● **ASSIGNED TASK**: Among the entries below, extract exactly the lines that run from the one with "Queued payloads now" through the one with "Sabotage: switching decision", both ends included.

Extracted data entries

+---+

PR #142470, opened 2026-09-08
fix: queued follow-ups drop the implicit reply target

### LINKED ISSUE #142268: Queued follow-up delivery drops the implicit reply target that the normal path injects
## Summary

Named follow-up from #142008 ("preserve multiline text-directive commands at ingress"). While proving that fix on Telegram's Test Server, an exploratory overlapping-turn control exposed a separate, preexisting defect: **when a second user turn is queued while the first is still running, the queued turn's delivered messages lose their reply target** (`reply_to_message_id` is absent), even though the identical turn on the normal (non-queued) path replies to the triggering message correctly.

A controlled early second turn reproduces the same failure on pinned main, so this is independent of #142008's change.

## Evidence chain

The reply target exists end-to-end on the normal path but is never injected on the queued-delivery path:

1. Normal path: core `buildReplyPayloads` threads `currentMessageId = sessionCtx.MessageSidFull ?? sessionCtx.MessageSid` (`src/auto-reply/reply/agent-runner-result-payloads.ts:241`) into `resolveReplyThreadingPayloads` (`src/auto-reply/reply/agent-runner-payloads.ts:236-245`), whose implicit-injection branch (`src/auto-reply/reply/reply-payloads-base.ts:47-56`) sets `payload.replyToId`. Telegram's outbound adapter then maps it to `reply_parameters` (`extensions/telegram/src/outbound-adapter.ts:119`, `extensions/telegram/src/reply-parameters.ts:52-95`).
2. Queued path: the followup run **already carries the right data** — `FollowupRun.messageId` and `originatingReplyToId` are set at admission (`src/auto-reply/reply/get-reply-run-execute.ts:356-401`) and survive into the execution context (`src/auto-reply/reply/followup-turn-execution.ts:33-69`).
3. Breakpoint: `resolveFollowupDeliveryPayloads` (`src/auto-reply/reply/followup-delivery-payloads.ts:82`) resolves tags with a bare `applyReplyTagsToPayload(payload)` — no `currentMessageId`, no implicit injection — so `payload.replyToId` stays `undefined`. The queued run's `messageId`/`originatingReplyToId` is never consumed anywhere in this delivery data flow.
4. Downstream there is no recovery: `sendFollowupPayloads` routes through `routeReply` (`src/auto-reply/reply/followup-delivery.ts:410-430`), whose params carry no reply-target field (`src/auto-reply/reply/route-reply.ts:78-125`); with Telegram's `resolveReplyTransport` unimplemented, `resolvedReplyToId` falls back to `payload.replyToId ?? undefined` (`src/auto-reply/reply/route-reply.ts:306-321`) and the batch goes out with `replyToId: null` (`route-reply.ts:369`).

Existing tests only assert pass-through of an **explicit** `payload.replyToId` (e.g. `followup-delivery.channel.test.ts`, `route-reply.test.ts:355-376`); nothing covers implicit injection on the queued path, which is why this stayed invisible.

## Reproduction

Telegram DM against a Gateway running pinned main: send turn 1 (a slow task), then immediately send turn 2 while turn 1 is still streaming. Turn 2 is admitted as a queued followup; when its answer is delivered, the Telegram message has no `reply_to_message_id`, while the equivalent non-queued turn replies to its triggering message. Reproduced with a deterministic HTTP provider on Telegram's Test Server during #142008 validation (main `4f84c11f`).

## Behavior-preserving repair

This is a behavior-preserving parity fix: bring the queued path up to the normal path's existing implicit-injection semantics.

- Owner: `src/auto-reply/reply/followup-delivery-payloads.ts` — accept an optional `currentMessageId` and route through the same threading resolution the normal path uses, instead of the bare tag application.
- Call sites in `followup-delivery.ts` resolve the value with the existing admission-side logic (`resolveFollowupCurrentMessageId`, `followup-turn-admission.ts:99-104`), keeping the restart-sentinel special case (`originatingReplyToId`) consistent with `buildFollowupTemplateContext`.
- No new `routeReply` parameter: payload-level injection keeps the existing `replyToMode` filter (`createReplyToModeFilterForChannel`) authoritative — `"off"` still strips implicit targets, `"first"`/single-use semantics unchanged. Only deployments with reply mode enabled see a change, and the change is "restore the reply target", not new behavior.
- Telegram extension needs zero changes; every routable channel benefits.

Regression tests: queued turn with `messageId`/`originatingReplyToId` delivers payloads with the injected `replyToId`; covers `replyToMode` `"all"`/`"first"`/`"off"` and the restart-sentinel case; deletion of the injection must turn the new tests red.

Happy to open the PR.

Related: #142008 (where the defect was observed), #112018 (adjacent rapid-follow-up symptom on Slack, closed).

zackmsa777-a11y:
Closes #142268

<details>

</details>

## What Problem This Solves

Queued follow-up answers on resolver-less channels (Telegram after restart, no live dispatcher) dropped the implicit reply target, so `reply_to_message_id` was missing.

This PR restores that injection for same-channel external/legacy turns. It does **not** claim ordinary overlapping-turn parity through a live Telegram Test Server run.

## Why This Change Was Made

Queued follow-up delivery already stores `messageId` / `originatingReplyToId` at admission. Payload resolution only applied reply tags and never ran the same implicit-injection helper the live path uses.

Queued payloads now go through `resolveReplyThreadingPayloads`. Implicit `currentMessageId` is injected only for resolver-less channels, with the same origin/provenance exclusions as `routeReply` (same-channel external or legacy user turns). Channels that own `resolveReplyTransport` keep correlation at `routeReply`, so empty/`replyToId` opt-outs survive. Restart-sentinel still keeps `originatingReplyToId`. Explicit `replyToId` still wins. `replyToMode` `off` / `first` / `all` stay authoritative.

## User Impact

On resolver-less transports, queued follow-up answers reply to the triggering same-channel message. Cross-channel and internal/inter-session IDs are not forwarded. Channels with a transport resolver still decide correlation at final routing.

## Evidence

Rebased onto current `main` as a single commit. Head SHA: `c6f38a93c8f7f9266efe7d3b39dbfd1aa799494b`. Marker: `PROOF_OK_c6f38a93`.

Focused Vitest after this revision (`test/vitest/vitest.auto-reply-reply.config.ts`): `followup-delivery.test.ts` + `followup-delivery.channel.test.ts` + `followup-delivery.implicit-reply.test.ts` + `followup-delivery-payloads.test.ts` + `followup-turn-admission.test.ts` — **137 passed**.

Coverage:

- same-channel queued `messageId` still injects `replyToId` on resolver-less channels
- Discord-origin / Slack-destination IDs are withheld at decision time
- inter-session child announcements stay unthreaded
- restart-sentinel keeps `originatingReplyToId`
- explicit `replyToId` survives excluded implicit IDs
- empty `replyToId` opt-out survives decision and delivery through the real channel resolver
- decision-to-delivery matrix matches those exclusions through the real channel resolver
- core tests use a fixture channel; they no longer import `extensions/qa-channel`

Sabotage: switching decision injection back to unguarded `resolveFollowupCurrentMessageId` turns the foreign-channel and inter-session tests red.

Runtime observation on `ba68eaeb` used the real Gateway + Telegram transport after restart and recorded the queued answer referencing message 11. That remains the dispatcher-less recovery proof. Telegram Test Server E2E for ordinary overlap was **not** rerun (no Convex QA broker credentials on this fork).

## Maintainer refresh — September 14, 2026

Refreshed onto `82a9bef596011a6145d7f639d9773ff5e7267f7d`, preserving the original patch and contributor authorship. Current candidate: `6d592e236f8d40d33c911391ad795ed59062b439`.

Fresh review exposed an empty-target regression on channels without a transport resolver. The shared threading owner now distinguishes an absent reply target from `replyToId: ""`; the latter remains an explicit opt-out. Inline explicit-reply directives still override that implicit-threading opt-out. This is an owner-level condition change, not a follow-up-specific workaround.

Verification:
- Added regressions failed on the pre-repair candidate: **3 failed, 46 passed**.
- Repaired candidate: **183 passed across 7 suites**, covering queued delivery, channel boundaries, admission/provenance, resolver delegation, shared threading, empty/false opt-outs, inline override, first-reply slot accounting, and deduplication.
- Command: `node scripts/run-vitest.mjs src/auto-reply/reply/followup-delivery.test.ts src/auto-reply/reply/followup-delivery.channel.test.ts src/auto-reply/reply/followup-delivery.implicit-reply.test.ts src/auto-reply/reply/followup-delivery-payloads.test.ts src/auto-reply/reply/followup-turn-admission.test.ts src/auto-reply/reply/reply-plumbing.test.ts src/auto-reply/reply/reply-threading.test.ts`
- `git diff --check` passed. The repair adds one net production line (an explanatory comment) and 61 test lines. Full changed-surface static checks and hosted CI are tracked separately; this section does not claim they have completed.
- This is deterministic owner/channel-boundary proof, not new authenticated live-channel proof.

Review adjudication: the fresh autoreview returned four reports, not a scoped-clean result. The index-only empty-target finding is resolved in the committed candidate. Two resolver-owned issues were verified as unchanged baseline behavior and recorded as follow-ups: **resolver-owned empty/false opt-out consistency** and **separating explicit inline current-message resolution from implicit correlation policy**. The reported QA dedupe mismatch was not established: that resolver returns a native message reference without `threadId: null`, while the dedupe owner treats `replyToId` as a conversation thread only for the explicit-null transport contract. No new unresolved P0–P2 regression was independently confirmed in this candidate.


zackmsa777-a11y:
Addressed the ClawSweeper P2: implicit queued reply IDs now use the same origin/provenance exclusions as `routeReply`.

- same-channel external/legacy user turns still get `replyToId`
- Discord→Slack and inter-session announcement IDs are withheld
- restart-sentinel still uses `originatingReplyToId`
- explicit `replyToId` still wins

Decision-to-delivery coverage is in `followup-delivery.test.ts` + `followup-delivery.channel.test.ts` (100 passed). Sabotage of the unguarded inject turns the new tests red.

Telegram Test Server E2E is still blocked here — no Convex QA lease on this fork. Maintainer/ClawSweeper lease needed for that proof.

zackmsa777-a11y:
@clawsweeper re-review

wangmiao0668000666:
Mechanism analysis + a controlled Telegram loopback proof for this fix (no QA lease needed — stub Bot API + real gateway from `dist` + scripted mock provider).

## Why an overlapping-turn proof cannot validate this fix (measured)

While verifying my own report in #142268 I traced both queued follow-up delivery lanes on current main:

- **Lane A — source-turn dispatcher.** When the follow-up drains while the source turn's session callbacks are still registered (the common overlap case), the answer rides the *source* turn's reply dispatcher into the channel turn plan. For Telegram that is `deliverWithProviderMessageSending` bound to the *first* message's dispatch context, so the queued answer threads to the earlier inbound message, not its own. Verified end-to-end: on post-#141905 main-line code the overlap scenario yields `reply_parameters.message_id = 10` (the first message), both with and without this PR — the decision lane never engages there because the source dispatcher delivers first.
- **Lane B — decision lane.** When no source dispatcher exists (restart-recovery drains), delivery goes through `resolveFollowupDeliveryDecision` → `routeReply` → channel durable send. Telegram has no `threading.resolveReplyTransport`, so the `currentMessageId` handoff from #141905 is dropped. **This PR's injection engages precisely here.**

## Controlled restart-recovery proof (PR base vs PR head)

Harness: stub Bot API behind `channels.telegram.apiRoot`, real gateway from the checkout's `dist`, `scripts/e2e/mock-openai-server.mjs` with scripted responses. Two DM updates (msg id 10, then 11) with turn 1 held so msg 11 queues; SIGKILL the gateway; restart with the same state dir; observe `sendMessage` on the stub. All timestamps UTC 2026-09-09.

**Kill while the follow-up is still queued (turn 1 never settles):**

| build | post-restart deliveries |
|---|---|
| `ba68eaeb` (PR head) | turn-1 recovered answer: no reply target; **queued follow-up answer: `reply_parameters.message_id = 11`** (3 provider requests: turn 1 pre-kill, turn-1 recovery, follow-up re-execution) |
| `083b498` (PR base) | the queued update never delivered within a 10-minute window in my harness — the spool replay kept failing with `restart recovery claim changed before agent adoption` (36 retries, then gave up). I see this on base only; likely recovery-machinery timing, flagging it separately rather than claiming it as the PR's delta |

The head-side `message_id = 11` is the fix working end-to-end on the real Telegram path: the persisted queue drains dispatcher-less after restart, the decision lane runs, and the payload now carries the queued turn's implicit target.

**Kill during the follow-up's first execution (adopted):**

| build | recovered answer |
|---|---|
| `083b498` / `ba68eaeb` | both standalone (no reply target) |

Worth naming: when the follow-up already started executing at kill time, delivery comes from the interrupted-run recovery (`main-session-restart-recovery`), which does not thread the reply target on either build. That lane is a different owner from this PR's decision-lane injection — a possible follow-up, not a gap in this change. (The head run's standalone turn-1 answer above is the same lane.)

## On the "core injection vs channel-owned reply policy" concern

On the decision lane there is no live channel turn plan or dispatcher, so the only alternative carrier would be a per-channel `resolveReplyTransport` like qa-channel's. Resolving the implicit target at payload level covers every resolver-less channel at once, keeps `replyToMode` authoritative, and mirrors what the normal non-queued path already does in core (`buildReplyPayloads`). The origin/provenance guard in the latest revision matches the exclusions `sendFollowupPayloads` already applies for its `routeReply` handoff, which addresses the cross-channel leak risk.

Happy to share the harness scripts if they help clear the telegram-e2e proof gate.

zackmsa777-a11y:
Addressed the remaining ClawSweeper P2 and the hosted CI failures.

- Channel-owned implicit replies: payload injection now consults `resolveReplyTransport` first. QA first-mode stays unthreaded; Telegram and other resolver-less channels still inject.
- CI `max-lines` (1308) — split implicit-reply and route tests out of `followup-delivery.test.ts`.
- CI knip — unexported unused `resolveFollowupCurrentMessageId`.
- Discord `native-command.reset` 120s timeout in bundle-12 is unrelated to this change (same flake on #142497).

Local: follow-up suites 103 passed.

zackmsa777-a11y:
@clawsweeper re-review

zackmsa777-a11y:
P1/P2 addressed on `437760c2`.

- Decision no longer calls `resolveReplyTransport`. Resolver-less channels still inject at decision; channels that own a transport resolver keep correlation on `routeReply`, so `{ replyToId: "" }` survives.
- Core tests use a fixture plugin. The `extensions/qa-channel` import is gone.

Focused Vitest: 105 passed (`followup-delivery.test.ts`, `.channel.test.ts`, `.implicit-reply.test.ts`, `.route.test.ts`).

PR body now matches the dispatcher-less recovery scope plus the empty opt-out contract.

@clawsweeper re-review

zackmsa777-a11y:
Rebased onto current `main` as a single commit to clear merge conflicts.

Head: `5be56898a42901765ccdf22dcb0ac8635c6eac8e`

Behavior is unchanged: implicit queued reply IDs still use origin/provenance exclusions, resolver-less channels inject at decision, channels with `resolveReplyTransport` decide at `routeReply`. Focused auto-reply suite: 137 passed.

@clawsweeper re-review

zackmsa777-a11y:
Assertion-safety ratchet: dropped the grandfathered `followup-delivery-payloads.ts` entry now that the remaining casts have `// SAFETY` comments.

Head: `c6f38a93c8f7f9266efe7d3b39dbfd1aa799494b`

@clawsweeper re-review

jalehman:
Refreshed candidate: `6d592e236f8d40d33c911391ad795ed59062b439`.

The PR body now records the empty-target owner repair, failing/passing regression evidence (183 passing tests), and full review adjudication with two named baseline follow-ups. Hosted CI is running; this is not a claim that all gates have passed.

@clawsweeper re-review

+---+

● **EXERCISE SOLUTION**:
Queued payloads now go through `resolveReplyThreadingPayloads`. Implicit `currentMessageId` is injected only for resolver-less channels, with the same origin/provenance exclusions as `routeReply` (same-channel external or legacy user turns). Channels that own `resolveReplyTransport` keep correlation at `routeReply`, so empty/`replyToId` opt-outs survive. Restart-sentinel still keeps `originatingReplyToId`. Explicit `replyToId` still wins. `replyToMode` `off` / `first` / `all` stay authoritative.

## User Impact

On resolver-less transports, queued follow-up answers reply to the triggering same-channel message. Cross-channel and internal/inter-session IDs are not forwarded. Channels with a transport resolver still decide correlation at final routing.

## Evidence

Rebased onto current `main` as a single commit. Head SHA: `c6f38a93c8f7f9266efe7d3b39dbfd1aa799494b`. Marker: `PROOF_OK_c6f38a93`.

Focused Vitest after this revision (`test/vitest/vitest.auto-reply-reply.config.ts`): `followup-delivery.test.ts` + `followup-delivery.channel.test.ts` + `followup-delivery.implicit-reply.test.ts` + `followup-delivery-payloads.test.ts` + `followup-turn-admission.test.ts` — **137 passed**.

Coverage:

- same-channel queued `messageId` still injects `replyToId` on resolver-less channels
- Discord-origin / Slack-destination IDs are withheld at decision time
- inter-session child announcements stay unthreaded
- restart-sentinel keeps `originatingReplyToId`
- explicit `replyToId` survives excluded implicit IDs
- empty `replyToId` opt-out survives decision and delivery through the real channel resolver
- decision-to-delivery matrix matches those exclusions through the real channel resolver
- core tests use a fixture channel; they no longer import `extensions/qa-channel`

Sabotage: switching decision injection back to unguarded `resolveFollowupCurrentMessageId` turns the foreign-channel and inter-session tests red.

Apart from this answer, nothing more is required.